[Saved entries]
%%
PR #1722, opened 2026-01-09
feat(facet-kdl): add from_reader function

dougEfresh:
- Add reader.rs module with from_reader function
- Add 'reader' feature as alias for 'std'
- Function reads entire input into memory then calls from_str

### DIFF
--- a/facet-json/src/parser.rs
+++ b/facet-json/src/parser.rs
@@ -634,9 +634,10 @@ impl<'de> FormatParser<'de> for JsonParser<'de> {
         // Handle the case where peek_event was called before capture_raw.
         // This happens when deserialize_option peeks to check for null.
         let start_offset = if let Some(event) = self.event_peek.take() {
-            let start = self.peek_start_offset.take().expect(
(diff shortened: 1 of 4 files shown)


fasterthanlime:
I feel like `from_reader` should only be exposed if the crate actually does support streaming deserialization (like the facet-json crate does), I'm inclined to reject this PR as-is (since streaming KDL parsing is not happening soon).

dougEfresh:
@fasterthanlime make sense.  Feel free to close. 

I was parsing from files and figured others would want to do the same, hence this PR.

fasterthanlime:
Note that due to unfortunate events, KDL support is being entirely removed from facet — #1727 

(People are welcome to maintain whatever they want in third-party repositories, I will just not spend time officially supporting it)

dougEfresh:
@fasterthanlime 
Whats the back story behind this? What did Kat do?

fasterthanlime:
> @fasterthanlime Whats the back story behind this? What did Kat do?

All I'm comfortable sharing is here: https://github.com/facet-rs/facet/issues/1727

PR #1723, opened 2026-01-09
feat(pretty): add proxy support for pretty-printing

gaetschwartz:
Fix pretty-printing for types using `#[facet(proxy = ...)]` and `#[facet(transparent)]`.

  Previously, `facet-pretty` did not check for proxy definitions when formatting values, causing types with proxies to fall through to the default case and print `unsupported peek variant: ⟨TypeName⟩`. Additionally, transparent wrapper types were not being unwrapped, so a type like `IntAsString(String)` would print as `IntAsString("value")` instead of just `"value"`.

  This brings `facet-pretty` in line with `facet-format`'s serialization behavior:
  - Add `innermost_peek()` call to unwrap transparent wrappers before formatting
  - Check `shape.proxy` for container-level proxies
  - Check `field.proxy()` for field-level proxies in struct/tuple fields

### DIFF
--- a/facet-pretty/src/printer.rs
+++ b/facet-pretty/src/printer.rs
@@ -1395,7 +1395,7 @@ impl PrettyPrinter {
 
         // Handle proxy types by converting to the proxy representation and formatting that
         if let Some(proxy_def) = shape.proxy {
-            return self.format_via_proxy_unified(
+            let result = self.format_via_proxy_unified(
                 value,
                 proxy_def,
                 out,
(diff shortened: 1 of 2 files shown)


fasterthanlime:
The new code (unfortunately) has to be duplicated into `format_peek_with_spans`, which is an entire /second/ set of formatting routines.

Ideally we'd merge those in the future (implement the non-span-aware format in terms of the span-aware format), that would make a lot more sense.

PR #1733, opened 2026-01-10
fix(facet-pretty): false cycle detection

gaetschwartz:
The cycle detection was flagging sibling fields as cycles when they pointed to the same memory address. 

Added a regression test to make sure this doesn't happen again.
%%
Your assignment
Retype the data in full, precisely as given.

Result of the task
PR #1722, opened 2026-01-09
feat(facet-kdl): add from_reader function

dougEfresh:
- Add reader.rs module with from_reader function
- Add 'reader' feature as alias for 'std'
- Function reads entire input into memory then calls from_str

### DIFF
--- a/facet-json/src/parser.rs
+++ b/facet-json/src/parser.rs
@@ -634,9 +634,10 @@ impl<'de> FormatParser<'de> for JsonParser<'de> {
         // Handle the case where peek_event was called before capture_raw.
         // This happens when deserialize_option peeks to check for null.
         let start_offset = if let Some(event) = self.event_peek.take() {
-            let start = self.peek_start_offset.take().expect(
(diff shortened: 1 of 4 files shown)


fasterthanlime:
I feel like `from_reader` should only be exposed if the crate actually does support streaming deserialization (like the facet-json crate does), I'm inclined to reject this PR as-is (since streaming KDL parsing is not happening soon).

dougEfresh:
@fasterthanlime make sense.  Feel free to close. 

I was parsing from files and figured others would want to do the same, hence this PR.

fasterthanlime:
Note that due to unfortunate events, KDL support is being entirely removed from facet — #1727 

(People are welcome to maintain whatever they want in third-party repositories, I will just not spend time officially supporting it)

dougEfresh:
@fasterthanlime 
Whats the back story behind this? What did Kat do?

fasterthanlime:
> @fasterthanlime Whats the back story behind this? What did Kat do?

All I'm comfortable sharing is here: https://github.com/facet-rs/facet/issues/1727

PR #1723, opened 2026-01-09
feat(pretty): add proxy support for pretty-printing

gaetschwartz:
Fix pretty-printing for types using `#[facet(proxy = ...)]` and `#[facet(transparent)]`.

  Previously, `facet-pretty` did not check for proxy definitions when formatting values, causing types with proxies to fall through to the default case and print `unsupported peek variant: ⟨TypeName⟩`. Additionally, transparent wrapper types were not being unwrapped, so a type like `IntAsString(String)` would print as `IntAsString("value")` instead of just `"value"`.

  This brings `facet-pretty` in line with `facet-format`'s serialization behavior:
  - Add `innermost_peek()` call to unwrap transparent wrappers before formatting
  - Check `shape.proxy` for container-level proxies
  - Check `field.proxy()` for field-level proxies in struct/tuple fields

### DIFF
--- a/facet-pretty/src/printer.rs
+++ b/facet-pretty/src/printer.rs
@@ -1395,7 +1395,7 @@ impl PrettyPrinter {
 
         // Handle proxy types by converting to the proxy representation and formatting that
         if let Some(proxy_def) = shape.proxy {
-            return self.format_via_proxy_unified(
+            let result = self.format_via_proxy_unified(
                 value,
                 proxy_def,
                 out,
(diff shortened: 1 of 2 files shown)


fasterthanlime:
The new code (unfortunately) has to be duplicated into `format_peek_with_spans`, which is an entire /second/ set of formatting routines.

Ideally we'd merge those in the future (implement the non-span-aware format in terms of the span-aware format), that would make a lot more sense.

PR #1733, opened 2026-01-10
fix(facet-pretty): false cycle detection

gaetschwartz:
The cycle detection was flagging sibling fields as cycles when they pointed to the same memory address. 

Added a regression test to make sure this doesn't happen again.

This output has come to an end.